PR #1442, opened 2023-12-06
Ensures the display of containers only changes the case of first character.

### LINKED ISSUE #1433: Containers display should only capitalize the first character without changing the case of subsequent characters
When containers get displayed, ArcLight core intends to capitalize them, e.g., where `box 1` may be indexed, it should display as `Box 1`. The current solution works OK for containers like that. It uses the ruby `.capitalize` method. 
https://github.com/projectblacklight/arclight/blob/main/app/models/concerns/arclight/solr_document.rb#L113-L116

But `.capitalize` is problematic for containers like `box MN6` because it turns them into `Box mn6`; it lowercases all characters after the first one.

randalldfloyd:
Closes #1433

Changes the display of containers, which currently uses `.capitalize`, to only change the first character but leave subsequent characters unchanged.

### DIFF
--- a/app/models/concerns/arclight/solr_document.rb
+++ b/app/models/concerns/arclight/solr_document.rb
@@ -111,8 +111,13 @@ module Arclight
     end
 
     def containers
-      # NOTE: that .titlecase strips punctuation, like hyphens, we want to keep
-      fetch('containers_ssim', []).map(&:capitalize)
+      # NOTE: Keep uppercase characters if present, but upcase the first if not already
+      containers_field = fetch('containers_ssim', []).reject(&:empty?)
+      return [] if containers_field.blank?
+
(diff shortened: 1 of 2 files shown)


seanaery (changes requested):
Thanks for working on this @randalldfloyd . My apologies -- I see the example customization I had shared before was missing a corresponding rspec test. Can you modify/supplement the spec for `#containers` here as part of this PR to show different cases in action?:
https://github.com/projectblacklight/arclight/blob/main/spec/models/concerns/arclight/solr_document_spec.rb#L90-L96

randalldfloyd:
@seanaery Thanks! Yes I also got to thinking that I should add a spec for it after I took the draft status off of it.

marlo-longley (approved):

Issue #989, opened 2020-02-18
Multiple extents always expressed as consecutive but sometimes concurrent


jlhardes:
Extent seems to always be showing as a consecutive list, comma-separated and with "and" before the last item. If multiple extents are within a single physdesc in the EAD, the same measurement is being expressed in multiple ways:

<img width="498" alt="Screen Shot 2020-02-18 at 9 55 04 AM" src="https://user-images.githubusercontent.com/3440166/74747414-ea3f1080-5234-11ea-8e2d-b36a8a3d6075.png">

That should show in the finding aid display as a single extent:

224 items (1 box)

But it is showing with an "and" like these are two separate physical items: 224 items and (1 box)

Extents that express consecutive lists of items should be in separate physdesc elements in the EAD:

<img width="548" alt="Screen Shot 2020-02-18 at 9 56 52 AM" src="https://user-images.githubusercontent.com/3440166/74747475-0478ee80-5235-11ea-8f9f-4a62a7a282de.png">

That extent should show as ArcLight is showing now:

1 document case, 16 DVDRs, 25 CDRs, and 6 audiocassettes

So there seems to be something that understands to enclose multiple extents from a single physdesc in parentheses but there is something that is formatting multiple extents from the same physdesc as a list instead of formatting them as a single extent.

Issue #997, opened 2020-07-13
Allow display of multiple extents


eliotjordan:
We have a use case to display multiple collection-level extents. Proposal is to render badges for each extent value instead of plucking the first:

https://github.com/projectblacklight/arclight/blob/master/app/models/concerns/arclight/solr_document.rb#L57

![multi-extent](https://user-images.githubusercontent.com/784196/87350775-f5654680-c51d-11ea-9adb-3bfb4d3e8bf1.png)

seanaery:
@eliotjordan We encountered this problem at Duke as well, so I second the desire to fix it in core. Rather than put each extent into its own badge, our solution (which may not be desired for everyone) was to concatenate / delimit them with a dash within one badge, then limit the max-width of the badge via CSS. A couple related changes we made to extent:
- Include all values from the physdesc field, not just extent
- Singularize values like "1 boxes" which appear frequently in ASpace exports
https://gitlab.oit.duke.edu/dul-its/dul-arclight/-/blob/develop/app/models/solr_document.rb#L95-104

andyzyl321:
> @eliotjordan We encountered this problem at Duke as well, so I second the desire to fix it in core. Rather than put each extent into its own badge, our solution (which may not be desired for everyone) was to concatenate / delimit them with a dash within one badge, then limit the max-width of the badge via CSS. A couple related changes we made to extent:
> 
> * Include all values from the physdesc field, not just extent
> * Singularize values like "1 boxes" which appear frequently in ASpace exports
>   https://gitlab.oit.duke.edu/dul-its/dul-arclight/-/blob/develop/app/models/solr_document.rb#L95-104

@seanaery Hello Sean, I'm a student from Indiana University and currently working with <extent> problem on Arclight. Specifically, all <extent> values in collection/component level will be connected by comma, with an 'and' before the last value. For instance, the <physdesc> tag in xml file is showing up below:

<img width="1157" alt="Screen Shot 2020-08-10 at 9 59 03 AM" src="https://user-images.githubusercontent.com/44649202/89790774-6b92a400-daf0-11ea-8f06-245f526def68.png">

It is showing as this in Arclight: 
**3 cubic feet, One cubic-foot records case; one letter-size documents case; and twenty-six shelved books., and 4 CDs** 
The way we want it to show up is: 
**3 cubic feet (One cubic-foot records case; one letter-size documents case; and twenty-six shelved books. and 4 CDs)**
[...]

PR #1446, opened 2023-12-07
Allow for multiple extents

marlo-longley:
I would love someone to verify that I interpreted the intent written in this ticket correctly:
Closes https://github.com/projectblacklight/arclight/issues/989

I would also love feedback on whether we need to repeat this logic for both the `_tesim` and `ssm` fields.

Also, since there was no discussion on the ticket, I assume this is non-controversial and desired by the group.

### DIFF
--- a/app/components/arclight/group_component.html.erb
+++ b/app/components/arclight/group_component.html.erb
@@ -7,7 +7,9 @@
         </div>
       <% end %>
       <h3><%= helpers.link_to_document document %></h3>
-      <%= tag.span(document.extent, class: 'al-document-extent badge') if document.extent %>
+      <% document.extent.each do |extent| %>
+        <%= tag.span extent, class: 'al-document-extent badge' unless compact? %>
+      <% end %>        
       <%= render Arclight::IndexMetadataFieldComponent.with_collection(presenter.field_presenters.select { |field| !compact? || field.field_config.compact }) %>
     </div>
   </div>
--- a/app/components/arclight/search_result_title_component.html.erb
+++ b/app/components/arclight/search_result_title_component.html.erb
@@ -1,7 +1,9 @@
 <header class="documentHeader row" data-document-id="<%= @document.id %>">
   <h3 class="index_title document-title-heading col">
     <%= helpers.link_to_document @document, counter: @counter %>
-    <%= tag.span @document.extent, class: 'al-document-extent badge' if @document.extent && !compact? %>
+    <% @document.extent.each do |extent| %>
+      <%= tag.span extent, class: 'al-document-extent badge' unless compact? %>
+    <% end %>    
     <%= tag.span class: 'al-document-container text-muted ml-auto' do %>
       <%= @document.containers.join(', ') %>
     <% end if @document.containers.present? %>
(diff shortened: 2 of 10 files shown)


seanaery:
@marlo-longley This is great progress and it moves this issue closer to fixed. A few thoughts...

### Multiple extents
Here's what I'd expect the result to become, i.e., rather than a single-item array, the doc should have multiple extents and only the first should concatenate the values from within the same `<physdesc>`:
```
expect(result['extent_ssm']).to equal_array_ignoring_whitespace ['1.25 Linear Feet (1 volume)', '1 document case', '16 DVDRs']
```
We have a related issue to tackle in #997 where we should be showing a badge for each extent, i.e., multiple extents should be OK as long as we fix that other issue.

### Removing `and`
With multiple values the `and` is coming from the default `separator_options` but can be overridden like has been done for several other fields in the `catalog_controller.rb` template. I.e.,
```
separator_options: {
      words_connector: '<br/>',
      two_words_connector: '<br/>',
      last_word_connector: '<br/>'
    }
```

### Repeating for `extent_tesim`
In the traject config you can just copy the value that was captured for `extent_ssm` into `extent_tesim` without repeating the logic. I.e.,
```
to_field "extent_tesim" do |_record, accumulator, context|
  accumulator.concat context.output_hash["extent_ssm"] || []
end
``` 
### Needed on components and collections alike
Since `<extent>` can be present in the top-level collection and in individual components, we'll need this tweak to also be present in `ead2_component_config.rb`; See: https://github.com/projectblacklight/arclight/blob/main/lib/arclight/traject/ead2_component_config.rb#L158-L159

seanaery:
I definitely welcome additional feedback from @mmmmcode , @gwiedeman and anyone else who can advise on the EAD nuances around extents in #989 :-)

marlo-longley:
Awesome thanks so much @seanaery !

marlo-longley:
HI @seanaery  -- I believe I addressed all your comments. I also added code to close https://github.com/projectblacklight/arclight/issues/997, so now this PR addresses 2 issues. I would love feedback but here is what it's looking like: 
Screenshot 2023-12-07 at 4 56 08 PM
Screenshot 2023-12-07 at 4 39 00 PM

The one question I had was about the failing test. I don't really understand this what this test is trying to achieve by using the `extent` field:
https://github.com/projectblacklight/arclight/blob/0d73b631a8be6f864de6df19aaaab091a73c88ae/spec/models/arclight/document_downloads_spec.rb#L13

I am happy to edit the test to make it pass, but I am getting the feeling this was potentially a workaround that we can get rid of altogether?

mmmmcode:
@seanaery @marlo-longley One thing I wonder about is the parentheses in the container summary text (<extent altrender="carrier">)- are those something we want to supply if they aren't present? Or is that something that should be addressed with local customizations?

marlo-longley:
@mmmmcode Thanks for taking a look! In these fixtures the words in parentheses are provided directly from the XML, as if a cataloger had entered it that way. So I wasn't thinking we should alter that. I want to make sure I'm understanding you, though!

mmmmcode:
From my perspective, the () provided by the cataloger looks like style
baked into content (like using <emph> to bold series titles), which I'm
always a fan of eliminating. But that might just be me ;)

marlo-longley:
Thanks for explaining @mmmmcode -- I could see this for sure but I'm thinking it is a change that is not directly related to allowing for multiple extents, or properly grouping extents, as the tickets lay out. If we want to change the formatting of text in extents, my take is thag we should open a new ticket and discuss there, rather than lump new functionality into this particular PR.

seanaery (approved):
━━━━━━━━━━━━━━━━━━━━━━━━━━━━━━
• **INSTRUCTIONS TO FOLLOW**: When the string "foot" occurs in a line of the material, that line belongs in the answer.

• **ANSWER SECTION**:
**3 cubic feet, One cubic-foot records case; one letter-size documents case; and twenty-six shelved books., and 4 CDs** 
**3 cubic feet (One cubic-foot records case; one letter-size documents case; and twenty-six shelved books. and 4 CDs)**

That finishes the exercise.